Figure 1: Comparison of the results from three different protocols with the theoretical composition in the microbial community standard (Theory). Left: Relative sequence abundances in Theory and Protocols A, B, C. Bars of the protocols A, B, C represent means of three library preparations (n=3). Right: Neighbor-joining tree showing the similarity (Bray-Curtis) between Protocols A, B, C, and the theoretical values (Theory).
Table 1: Correlation coefficients (Pearson-R and Lin’s CCC) originating from correlating the theoretical relative sequence abundances with the relative sequence abundances determined in the protocols A, B, C. Values represent means ± standard deviations of three library preparations (n=3).

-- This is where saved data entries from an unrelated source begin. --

PR #1453, opened 2026-06-10
Deflection repeat-volume preview

canfieldjuan:
Plan: plans/PR-Deflection-Repeat-Volume-Preview.md

#1440 Ask 2 called out that low-repeat-volume exports can produce a thin but valid report. This slice carries the existing `repeat_ticket_count` snapshot summary through the portfolio projection and renders a soft repeat-volume cue on the locked result page before Checkout.

## Intentional
- Soft warning only: low-volume uploads can still produce useful gap-list diagnostics, so this does not block checkout.
- Presentation-only threshold: no new `ATLAS_*` config because backend behavior is unchanged.
- Uses the existing snapshot summary; no LLM/Ollama route, new clustering implementation, or browser-side quality recomputation.
- The full-50k intake -> snapshot -> email -> pay -> report-email proof from #1440 remains outside this session's lane.

## Deferred
- #1440 full-50k delivery proof remains with the delivery/payment lane.
- Operator-supplied production exports can tune the warning copy/threshold once enough live examples exist.
- Upload-inspect repeat-cluster diagnostics remain deferred; this slice uses the locked result-page snapshot because that is the pre-checkout surface.
- Closing stale tracker issues #1384/#1419 is operator/reviewer housekeeping, not part of this code slice.

## Parked hardening
- None.

## AI reconciliation
All fixed or waived: Yes.
- Fixed Codex P2 "Reject missing repeat-ticket counts": `repeat_ticket_count` now fails closed in both the hosted snapshot projection and React fallback parser instead of defaulting a missing value to `0`; added missing-field regression coverage in both test layers.

## Verification
- `npm --prefix portfolio-ui run test:deflection-result` - passed, 19 checks.
- `npm --prefix portfolio-ui run test:deflection-atlas-proxy` - passed, 18 checks.
- `npm --prefix portfolio-ui ci` - passed; reports existing npm audit findings (1 moderate, 2 high), not changed in this slice.
- `npm --prefix portfolio-ui run build` - passed; Vite reports existing large-chunk and missing-sitemap-env warnings.
- `bash scripts/push_pr.sh /tmp/atlas-pr-deflection-repeat-volume-preview.md --force-with-lease origin HEAD` - passed; local PR review passed.

## Diff size
6 files, +251 / -8.

### DIFF
--- a/plans/PR-Deflection-Repeat-Volume-Preview.md
+++ b/plans/PR-Deflection-Repeat-Volume-Preview.md
@@ -1,0 +1,119 @@
+# PR-Deflection-Repeat-Volume-Preview
+
+## Why this slice exists
+
+#1450 made the public FAQ-deflection upload run ATLAS inspect before private
+Blob submit, and #1419's publishable-answer proof already landed through
+#1424, #1430/#1444, and #1441. The remaining in-lane preview gap is from
+#1440 Ask 2: a low-repeat-volume export can produce a technically valid but
+thin report, so the pre-payment surfaces should show repeat-ticket volume and
+warn when the export is light before the customer reaches the $1,500 checkout.
+
+This is a follow-on to the deflection/clustering raw-data lane. It renders an
+already-produced snapshot metric; it does not touch CSV parsing, report
+generation, PDF/email delivery, Stripe, or the separate full-50k delivery
+proof.
+
+## Scope (this PR)
+
+Ownership lane: content-ops/deflection-launch-readiness
+Slice phase: Functional validation
+
+1. Project `snapshot.summary.repeat_ticket_count` through the existing
+   portfolio snapshot projection.
+2. Render the repeat-volume signal on the hosted locked result page next to
+   the existing resolution-evidence lane.
+3. Render the same signal on the React fallback result page for local/client
+   snapshot continuity.
+4. Keep the warning soft: light exports are not blocked because they can still
+   be useful as gap-list diagnostics.
+
+### Review Contract
+- Acceptance criteria:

To determine the repeatability and detectable diversity of the different protocols, we performed three library preparations for each protocol using a complex microbial DNA pool from stool samples. As shown in figure 2, all protocols were able to detect the most common gut microbiome representatives (various Firmicutes and Bacteroidetes members) and covered a wide range of different microbes.
Figure 2: Comparison of three protocols using a complex microbial DNA pool from stool samples. This graph shows the taxonomic composition of all detected microbial taxa with a relative sequence abundance >0.1%. Each node represents a taxonomic unit (e.g. species at the tips), and the size of the circle indicates the mean relative sequence abundance of the respective taxonomic unit across all samples and protocols. Circles highlighted with small letters represent the most abundant genera and species (annotated on the right). Outer rings represent relative sequence abundances for each sample separately. Darker colors indicate higher relative sequence abundance.
To estimate how well the three protocols were able to detect the diversity within a sample (alpha diversity), we calculated the species richness and evenness as well as the Shannon Diversity Index. All of these parameters were slightly higher with protocol A (table 2). Furthermore, Protocol A also showed slightly higher repeatability. In comparison with protocol B and C, protocol A had the lowest variation between replicates among the most abundant taxonomic units and also showed the lowest coefficient of variation (CV), when considering all microbial species with a relative sequence abundance >0.01% (figure 3).
Table 2: Alpha diversity values determined from datasets generated with the three different protocols (Protocol A, B, C). Values represent means ± standard deviations of three library preparations (n=3).
Figure 3: Comparison of three protocols using a complex microbial DNA pool from stool. This heatmap shows the variation between replicates within each protocol for the most abundant taxonomic units at the phylum, class, order, family, genus and species level. Colors are scaled row-wise to allow an evaluation of each taxonomic unit separately. The darker the color of a field, the higher is the deviation of this value from the mean of all three samples of the respective protocol. Numbers in the fields represent the relative sequence abundance. Coefficients of variation (CV) are mean values of all microbial species with a relative sequence abundance >0.01%.